You must apply the highest standards of confidentiality and not disclose to any
person or company (whether during the course of the appointment or at any time
after its termination) any confidential information concerning the Company and
any Group Companies with which you come
into contact by virtue or your position as a Non-Executive Independent Director
of the Company.
15.
You attention is drawn to the requirements under both legislation and
regulation as to the disclosure of price-sensitive information.
Consequently,
you should avoid making any statements that might risk a breach of these
requirements without prior clearance from the Chairman.
16.
On cessation of the appointment by resignation, expiry or otherwise, you will
deliver to the Company all books, document, papers and other property of or
relating to the business of the Company which are in your possession, custody
or power by virtue of your position as a Non-Executive Independent Director of
the Company.
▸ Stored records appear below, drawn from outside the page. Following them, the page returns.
PR #197, opened 2024-09-04
Fix verify_attestation.py to accept distinct versions for UI and Signer

italo-sampaio:
- Version MINOR is now allowed to be distinct between UI and Signer
- Script outputs the installed version of both apps

Example output after a simulated signer upgrade to `5.2`:

```
########################################
### -> Verify UI and Signer attestations
########################################
Using 0490f5c9d15a0134bb019d2afd0bf297149738459706e7ac5be4abc350a1f818057224fce12ec9a65de18ec34d6e8c24db927835ea1692b14c32e9836a75dad609 as root authority
--------------------------------------------------------------------------------------------------------
UI verified with:
UD value: 474cc830bb9159299ca788a7527b561817ffa42f5d13f5429f14a95b0ee154f0
Derived public key (m/44'/0'/0'/0/0): 0332aba656b37e4e927806e1fe72323e1a7ca784fcc0eb9de2b1590f32f822b956
Authorized signer hash: 9f21e535d64ae9ab768fb2b6ab43e645c4d78a18318dca656de9c329f26098e9
Authorized signer iteration: 2
Installed UI hash: f060858f70c1832b2ac06c88fd741a4c8a098c974ad51122b2669d57c1f9d89c
Installed UI version: 5.1
--------------------------------------------------------------------------------------------------------
---------------------------------------------------------------------------------------
Signer verified with public keys:
m/44'/0'/0'/0/0:   0332aba656b37e4e927806e1fe72323e1a7ca784fcc0eb9de2b1590f32f822b956
m/44'/1'/0'/0/0:   03db12ee740f88bb412b66aaed99bd1908917d9321f6393643d1435c6b59f8ee4f
m/44'/1'/1'/0/0:   031867a30ec059b17d5901092b866d81fcf359fb528954c1ece903d1667a114a22
m/44'/1'/2'/0/0:   02078a43a98b19be5c4cacf2cc6ae2e2431de20561540ba40b344e8884ddc86816
m/44'/137'/0'/0/0: 028047542a7bc3007eed06e8e690d5447d89a5d394a351b189e33c40545afcbcd3
m/44'/137'/1'/0/0: 02bbf36ba664cfa81c659aceadc50c6b28462cb720b5dd3ec5afd8c8bd593ce5a8

Hash: db8fcfb3827812d17a87e645ac19469469e9f9626608cc33a5aa4d361d9dc3a8
Installed Signer hash: 9f21e535d64ae9ab768fb2b6ab43e645c4d78a18318dca656de9c329f26098e9
Installed Signer version: 5.2
---------------------------------------------------------------------------------------
```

The Company will arrange to the disposal of papers that you no
longer require.
Performance
Review Process
17.
The performance of individual Directors and the whole Board and its Committees
will be evaluated annually. If, in the interim, there are any matters arising
in connection with your role as a Non-Executive Independent Director which
cause you concern you should discuss them with the Chairman as soon as is
appropriate.
Insurance
18.
The Company has Directors and Officers (D&O) liability insurance and it is
intended to maintain such cover for the full term of the appointment.
You
have been provided with details of insurance.
Publication
of the letter of appointment
19.
In line with the provisions of the Companies Actand the Code of Corporate
Governance under the listing agreement, the Company will make public a generic
copy of this letter on its website at www.____________.in and will also arrange
for your individual letter of appointment to be on display at the Company’s
Annual General Meeting.
This
letter is governed by and shall be construed in accordance with the laws of
India and the parties agree to submit to the exclusive jurisdiction of the
courts of India.
This
letter constitutes neither a contract for services nor a service contract.
Please
confirm your agreement to the above by signing and returning to me the enclosed
duplicate of this letter.
Yours
sincerely,
I
have read and agree to the above terms regarding my appointment as a
Non-Executive
Independent Director of __________________.